PROBLEM =
Go through the lines below and copy each one that holds the string "check".

[Start of Attachment]

PR #4505, opened 2024-06-28
add node-addon-api package for linux

enzalito:
I wrote this package for [node-addon-api](https://github.com/nodejs/node-addon-api/tree/main) as the project relies on their own build system (node-gyp) that I didn't want to use.  
It only supports Linux for now as the `.gyp` files on their repository seem to indicate that platform specific steps are needed for Windows and Macos.

PR #4554, opened 2024-07-03
add nodejs package for linux

enzalito:
Needed by https://github.com/xmake-io/xmake-repo/pull/4505 (https://github.com/xmake-io/xmake-repo/pull/4505#discussion_r1658956000)

### DIFF
--- a/packages/n/nodejs/xmake.lua
+++ b/packages/n/nodejs/xmake.lua
@@ -1,0 +1,15 @@
+package("nodejs")
+
+    set_homepage("https://nodejs.org/")
+    set_description("Cross-platform JavaScript runtime environment.")
+
+    on_fetch("linux", function (package, opt)
+        if opt.system then
+            import("lib.detect.find_path")
+
+            local headers_path = find_path("node.h", { "/usr/**", "/usr/local/**"})
+            if headers_path then
+                return {includedirs = {headers_path}}
+            end
+        end
+    end)


packages/n/nodejs/xmake.lua
```diff
@@ -0,0 +1,15 @@
+package("nodejs")
+
+    set_homepage("https://nodejs.org/")
+    set_description("Cross-platform JavaScript runtime environment.")
+
+    on_fetch("linux", function (package, opt)
+        if opt.system then
+            import("lib.detect.find_path")
+
+            local headers_path = find_path("node.h", { "/usr/**", "/usr/local/**"})
```
waruqi, line 10: We should not return `/usr/include` path, it will break for gcc.

please use find_package.

https://github.com/xmake-io/xmake-repo/blob/12301519c42acd15ba290de1b6cc00cae61d1e00/packages/l/libiconv/xmake.lua#L28

enzalito: ok no problem, can you explain why ? it seems to work fine for me with gcc-13

enzalito: oh is it because the linux headers have file named `node.h` too ?

enzalito: i was only able to find the package with `package:find_package("apt::nodejs")` (i'm on ubuntu). `system` and `pkgconfig` did not work.  
is it ok if i use this: `return package:find_package("apt::nodejs") or package:find_package("pacman::nodejs")` ?

enzalito: `package:find_tool("nodejs")` seems to work too, not sure which one is preferable

enzalito: i'm using local headers_path = find_path("node_api.h", { "/usr/**", "/usr/local/**"}) in my local package for now and everything seems to be working fine.

waruqi: it will pass `-isystem /usr/include` or `-isystem /usr/local/include` to gcc, and it will break gcc.

This is a known issue with gcc. If `node_api.h` is in /usr/include and /usr/local/include, gcc will find it even if you don't add `-isystem /usr/include`.

https://github.com/xmake-io/xmake/issues/4596#issuecomment-1886711974
https://github.com/msys2/MINGW-packages/issues/10761
https://github.com/pcb2gcode/pcb2gcode/issues/587

The `package:find_package("system::xx")` automatically handles this and avoids adding unnecessary `-system /usr/include`. like this https://github.com/xmake-io/xmake-repo/blob/12301519c42acd15ba290de1b6cc00cae61d1e00/packages/l/libiconv/xmake.lua#L28

enzalito: Ok thank you for the explanation.

The headers are located in `/usr/include/node/` so that's why it is working for me.

I still not sure why `package:find_package("system:nodejs")` doesn't find anything but I dug a little more and according to https://github.com/nodejs/node-addon-api/issues/882, there is no way to find the path to the headers that come packaged with `nodejs` in a platform agnostic way.

However, this issue indirectly links to https://github.com/nodejs/node-api-headers which seems to contain exactly what I need for `node-addon-api`. So I think I should probably create a package from this repo instead.

I'll wait for your feedback before creating yet another PR

waruqi: > So I think I should probably create a package from this repo instead.node-addon-api

you can try.

> The headers are located in so that's why it is working for me./usr/include/node/
> I still not sure why doesn't find anything but I dug a little more and according to https://github.com/nodejs/node-addon-api/issues/882, there is no way to find the path to the headers that come packaged with in a platform agnostic way.package:find_package("system:nodejs")nodejs

try

```lua
package:find_package("system:nodejs", {includes = "node/node_api.h"})
```

enzalito: > try
> 
> ```lua
> package:find_package("system:nodejs", {includes = "node/node_api.h"})
> ```

Still nothing :/

I have made a `node-api-headers` package that works perfectly for me. It as the advantage of being way lighter as it doesn't contain the whole Node runtime + ecosystem but just the headers that I need for my c++ addon. I'll make a PR right now.

PR #4625, opened 2024-07-11
aws-lc: fix mingw build

star-hengxing:


star-hengxing:
windows arm64 wait https://github.com/aws/aws-lc/pull/1697

PR #4634, opened 2024-07-12
add node_api_headers package

enzalito:
Needed by https://github.com/xmake-io/xmake-repo/pull/4505

### DIFF
--- a/packages/n/node-api-headers/xmake.lua
+++ b/packages/n/node-api-headers/xmake.lua
@@ -1,0 +1,17 @@
+package("node-api-headers")
+    set_kind("library", {headeronly = true})
+    set_homepage("https://github.com/nodejs/node-api-headers")
+    set_description("C-based Node-API headers")
+    set_license("MIT")
+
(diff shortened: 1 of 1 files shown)


packages/n/node-api-headers/xmake.lua
```diff
@@ -0,0 +1,17 @@
...
+    set_urls("https://github.com/nodejs/node-api-headers/archive/refs/tags/$(version).tar.gz",
+        "https://github.com/nodejs/node-api-headers.git")
+    add_versions("v1.1.0", "70608bc1e6dddce280285f3462f18a106f687c0720a4b90893e1ecd86e5a8bbf")
+
+    on_install(function(package)
+        os.cp("include/*.h", package:installdir("include"))
+    end)
+
+    on_test(function (package)
+        assert(os.isfile(path.join(package:installdir("include"), "node_api.h")))
```
waruqi, line 16: we should use `package:has_cfuncs` to test symbols and links.

enzalito: done, thanks for the feedback

PR #4636, opened 2024-07-12
add on_fetch to binutils package

enzalito:
Fixes https://github.com/xmake-io/xmake/issues/5267

### DIFF
--- a/packages/b/binutils/xmake.lua
+++ b/packages/b/binutils/xmake.lua
@@ -10,7 +10,7 @@ package("binutils")
     add_versions("2.41", "ae9a5789e23459e59606e6714723f2d3ffc31c03174191ef0d015bdf06007450")
     add_versions("2.38", "e316477a914f567eccc34d5d29785b8b0f5a10208d36bbacedcc39048ecfe024")
     add_versions("2.34", "f00b0e8803dc9bab1e2165bd568528135be734df3fabf8d0161828cd56028952")
-    
+
     if is_plat("mingw") and is_subhost("msys") then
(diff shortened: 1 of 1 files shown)


packages/b/binutils/xmake.lua
```diff
@@ -19,6 +19,28 @@ package("binutils")
         add_extsources("brew::binutils")
     end
 
+    on_fetch("@linux", "@macosx", "@msys", function (package, opt)
+        if opt.system then
+            if package:is_binary() then
+                if package:find_tool("system::ld") then
```
waruqi, line 25:
```
package:find_tool("ld")
```

packages/b/binutils/xmake.lua
```diff
@@ -19,6 +19,27 @@ package("binutils")
         add_extsources("brew::binutils")
     end
 
+    on_fetch("@linux", "@macosx", "@msys", function (package, opt)
+        if opt.system then
+            if package:is_binary() then
+                if package:find_tool("ld") then
```
waruqi, line 25: We should check a few more tools, just checking ld doesn't guarantee that the binutils are already there, and we should exclude the windows platform.

enzalito: > We should check a few more tools, just checking ld doesn't guarantee that the binutils are already there  

Ok I'll do that  

> and we should exclude the windows platform  

Do you mean mysys ? I thought it would work because it's based on Arch, plus their website references a [binutils package](https://packages.msys2.org/package/binutils).

PR #4714, opened 2024-07-22
Auto-update vulkan-utility-libraries to v1.3.291

waruqi:
New version of vulkan-utility-libraries detected (package version: v1.3.283, last github version: v1.3.291)


SirLynix:
Vulkan packages shouldn't be auto-updated

PR #4782, opened 2024-07-29
aqt: Add version 3.1.17

SirLynix:
and drop support for signed versions as they're no longer produced

### DIFF
--- a/packages/a/aqt/xmake.lua
+++ b/packages/a/aqt/xmake.lua
@@ -4,24 +4,31 @@ package("aqt")
     set_description("aqt: Another (unofficial) Qt CLI Installer on multi-platforms")
     set_license("MIT")
 
+    add_configs("shared", {description = "Download shared binaries.", default = true, type = "boolean", readonly = true})
+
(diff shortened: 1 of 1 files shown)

[End of Attachment]

WRITTEN SOLUTION =
waruqi, line 25: We should check a few more tools, just checking ld doesn't guarantee that the binutils are already there, and we should exclude the windows platform.
enzalito: > We should check a few more tools, just checking ld doesn't guarantee that the binutils are already there  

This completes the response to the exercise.